Be sure of what you are doing and remember to link to them on related pages and in your sitemaps, so that Google and your visitors can still find these pages. The flowchart will also show you any gaps in the site structure.
Rethink your taxonomy
Making sure you have an overview of your categories, subcategories, and products or posts will definitely go down well with you and this will help you to rethink your site’s taxonomy.
See this as a simple spreadsheet with more visual tools which are used here, like LucidChart or MindNode.
Always crosscheck to ensure you are on the right track when dealing with your product categories and subcategories. At some point, do they still provide a logical overview of your product range or your posts and pages?
When you discover a sharp change somewhere down the line, that one category has been far more successful than others, or maybe you write a lot of blog posts on one subject and very few on others.
Take note, if one category grows much larger than others, your site’s pyramid could be thrown off balance. The best thing to do at this point is to split this category into different categories. But always be on the watch. If some product lines end up much smaller than others, you might want to merge them. Don’t forget to redirect the ones you delete.
In the event that your HTML sitemap is built manually, update that sitemap after changing your site structure.
Clean up outdated content
Cleaning up outdated content is essential for your growth. Most outdated articles might need to be updated and republished and this is the only way for them to regain their relevance.
You stand a chance to clean your site nicely, especially the articles that are outdated but no one reads. In this situation, be mindful and never just delete a page or article.
If Google can’t find the page, it gives your user a 404 error page. With this, both the search engine and your visitor will see this error message saying the page doesn’t exist, and that is a bad experience and thus, bad for your SEO.

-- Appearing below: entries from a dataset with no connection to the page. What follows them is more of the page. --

PR #426, opened 2021-10-20
Fix a component version in SBAT.example.md

nicholasbishop:
In the bug2 section, the first Debian `.sbat` has a `grub,1`
component. But at this point in the story, `grub,1` has been revoked by
the update in the bug1 section. Updated it to `grub,2` so that it passes
that check.


vathpela:
Pushed as 63f48e0ce2b826138fd27ff592ff471ba9cb0d39

PR #427, opened 2021-10-26
Add code of conduct

frozencemetery:
This is the standard Contributor Covenant.

See-also: https://www.contributor-covenant.org/

[I added my email address as the contact on the theory that if someone else wanted to do it they already would have, but if that's incorrect I'm happy to change it.]


steve-mcintyre:
Looks good to me!

PR #433, opened 2021-11-09
fallback: fix fallback not passing arguments of the first boot option

martinezjavier:
The buffer used to read the data in the CSV is declared as a stack variable
in the try_boot_csv() function, but a pointer to the arguments field of the
first boot option is stored in the global first_new_option_args variable.

Later, when is used set the arguments to boot the first entry, the variable
points to memory that no longer exists. This leads to booting an entry with
garbage as arguments instead of the correct value.

Reported-by: Alexander Larsson <alexl@redhat.com>
Signed-off-by: Javier Martinez Canillas <javierm@redhat.com>

### DIFF
--- a/fallback.c
+++ b/fallback.c
@@ -248,7 +248,7 @@ add_boot_option(EFI_DEVICE_PATH *hddp, EFI_DEVICE_PATH *fulldp,
 
 			if (!first_new_option) {
 				first_new_option = DuplicateDevicePath(fulldp);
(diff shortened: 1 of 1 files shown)


frozencemetery (approved):

gicmo (approved):
FWIW this looks good to me!

alexlarsson:
I built this and verified that it fixed my problem

PR #438, opened 2021-12-03
shim: Don't stop forever at "Secure Boot not enabled" notification

rmetrich:
Requesting a keystroke when Secure Boot is not enabled and verbosity is enabled is really annoying.

### DIFF
--- a/shim.c
+++ b/shim.c
@@ -429,8 +429,11 @@ BOOLEAN secure_mode (void)
 		return FALSE;
 
 	if (variable_is_secureboot() != 1) {
-		if (verbose && !in_protocol && first)
-			console_notify(L"Secure boot not enabled");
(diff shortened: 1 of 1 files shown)


frozencemetery (commented):
The commit message mentions that "Requesting a keystroke... is really annoying", but it doesn't look like this patch fixes that.  Am I missing something?

rmetrich:
> The commit message mentions that "Requesting a keystroke... is really annoying", but it doesn't look like this patch fixes that - just adds mention that a keystroke is needed. Am I missing something?

Well yes,`console_notify()` requires hitting Enter to continue, so as soon as Verbose mode is set, the system will stop at the prompt and waiting for the user to hit Enter which prevents unattended boot.

PR #443, opened 2022-01-18
pe: missing perror argument

xypron:
perror(L"%d sections contain entry point\n") lacks an argument
corresponding to %d.


xypron:
Should we add __attribute__ ((format (printf, 4, 5))) to the LogError_() definition to find such errors more easily?

frozencemetery (approved):
Thanks!

Issue #418, opened 2021-09-21
fallback presents a scary message to users


jprvita:
In the past, before fallback cared about TPMs, it would always chain-load the entry it had created, but to better support TPMs it now reboots the system if a TPM is present. Due to some firmware implementations overriding any changes made outside of the firmware, the system may end-up in a reboot loop of BOOTX64.EFI, as already reported by @lcp on https://github.com/rhboot/shim/issues/128.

Always be smart in situations like this. You can properly redirect the URL of the page you’re deleting, so your user (and Google) lands on a different page that is relevant to them. That could even improve your SEO.
Avoid keyword cannibalization
Your website itself is about a specific topic and this is quite broad or rather specific. When adding content, be mindful of keyword cannibalization. Optimizing your articles for keywords that are all too akin, will rather demolish your own chances of ranking on Google.
If you optimize different articles for similar key terms, trust me, you’re doing yourself badly and it is as good as you competing with yourself, and it’ll make both pages rank lower.
You can help yourself better when you research the performance of your content, and possibly merge and redirect some of it. When merging posts, we recommend creating a new draft by cloning one of the original posts.
This gives you the freedom to work on your merged post without making these changes to a live post.
Conclusion
A site structure is a result of precise thinking and organization and is also an essential part of SEO.
This guide reveals to us several reasons why site structure is important. A good site structure helps both your visitors and Google navigate your site while also making it easier to implement changes and preventing competing with your own content.
These tips used in this article serve as a guide to check and improve your site structure and this is one of the ways you’ll stay on top of things when you create something that is user-friendly.